You will notice it is all lowercase. It just seems to make more sense when it’s all lowercase, rather than just random capitalization. I plan on capitalizing the first word and any subsequent words after periods, but haven’t as yet.
angeles—a cool-climate, coastal pinot, especially one that’s amply balanced by orangy acids. —this is a wine to foreign markets.
I am also torn about dashes. They seem to crop up in numbers. The division of words like Los Angeles also concerns me, but I’m still formulating my thoughts on proper nouns.

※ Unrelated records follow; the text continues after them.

PR #9702, opened 2018-02-27
Update stylus deprecation notice to use proper last version

hwillson:
The `stylus` deprecation notice is pointing to the wrong last non-deprecated version. It should refer to `2.513.13`. I've updated the references accordingly (and we'll need to publish a new version so I've bumped the patch version). Thanks!


hwillson:
Just to add more detail - people are following the deprecation instructions and running `meteor add stylus@=2.513.14`, then continuing to get the deprecation warning since it's part of `2.513.14`. `2.513.13` is the last version without the deprecation warning.

Issue #9684, opened 2018-02-21
Why does Meteor not throw errors in method calls?


morloy:
We use Sentry to report errors in our production code. However, the Meteor methods don't throw errors when they fail. Instead they call the weird `_debug` function and even deconstruct the `Error` object, removing valuable debug information.

Is there any explanation by the dev team about this choice of behavior?
If not, I would be very happy if you could the include some changes to make methods throw real errors, not some random debug messages: https://github.com/meteor/meteor/compare/devel...morloy:fix/throwMethodErrors

mitar:
You mean on the client side?

I never use Meteor methods directly, but have a wrapping code which wraps all method calls and definitions. Similar to [validated method](https://github.com/meteor/validated-method). So you can handle then errors like you want and call any logging code.

mitar:
But I do remember there being issues for being able to intercept those errors before. I agree that there should be a standard way to do so.

morloy:
Yes, client side.

Meteor handles errors on methods internally (the `ddp-client` and `bindEnvirontment`). Thus there's no way for packages like `validated-method` to access the actual error object.

mitar:
Ehm. Why don't you log method errors from server on the server itself?

You can wrap (with a library) all your method call on servers with try/catch and then log it, before rethrowing it to the client to show it to the client?

morloy:
Server-side errors are not an issue. These get sanitized and sent to the client. The problem is that the client does not throw any errors. Instead there's only a not-so-informative message through `_debug()`.

hwillson:
Hi @morloy - Meteor 1.6.2 will include some error handling changes (see https://github.com/meteor/meteor/pull/9654), but to continue the discussion on further changes, please move this issue over to the http://github.com/meteor/meteor-feature-requests repo. Issues here are reserved for bugs with Meteor core itself, and the current error handling infrastructure is working as designed. For a thorough explanation of why Method error handling works the way it works, see the Guide's [Method error handling](https://guide.meteor.com/methods.html#errors) section. Thanks!

morloy:
@hwillson thanks for the hint to #9654. That's exactly the issue that I was describing here.
However, it only fixes the behavior if a callback is explicitly given to a method call.

PR #9707, opened 2018-02-28
preserve error object in method callback

morloy:
This is an addition for #9654 and also solves the issue in #9684.
The error object (and with it the stack trace) is lost when calling a method without a callback.


pravdomil:
see also https://github.com/meteor/meteor/pull/9678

To this point, I needed to get the Markov process running a little better. I started with the basic Python script Reda created and added a few new rules. One rule is to not start a tweet with the word ‘and’. The word ‘with’ is a tougher call, but for now I am keeping it simple.
smooth, honeyed finish. grenache, cinsault and grenache are prevalent in the initial taste is your style.
Here you can see some work still needs to be done on the Markov process. A layer to possibly eliminate duplication of ‘complex’ words, like Grenache, might help. One thought is to test words in length greater than 5 and force a redo when any are duplicated.
Lastly I needed to automate it. Since my python program will reside on a Mini Mac server, I created a Launchd file to fire off the bot every 4444 seconds (about one hour and 14 minutes). Within the python code, I create a tweet, using Twython, and save it to a file (so I can check the language and perfect the code) but only actually tweet approximately every one in six times (randomly generated of course). I figure a bot tweeting about four times a day is enough.
This is obviously a work in progress. The first order of business was to get it out the door. The next part is to improve the logic it uses to craft the tweets. Please follow along and let the Wine Snob Bot know what you think. I will post code and more details in the future.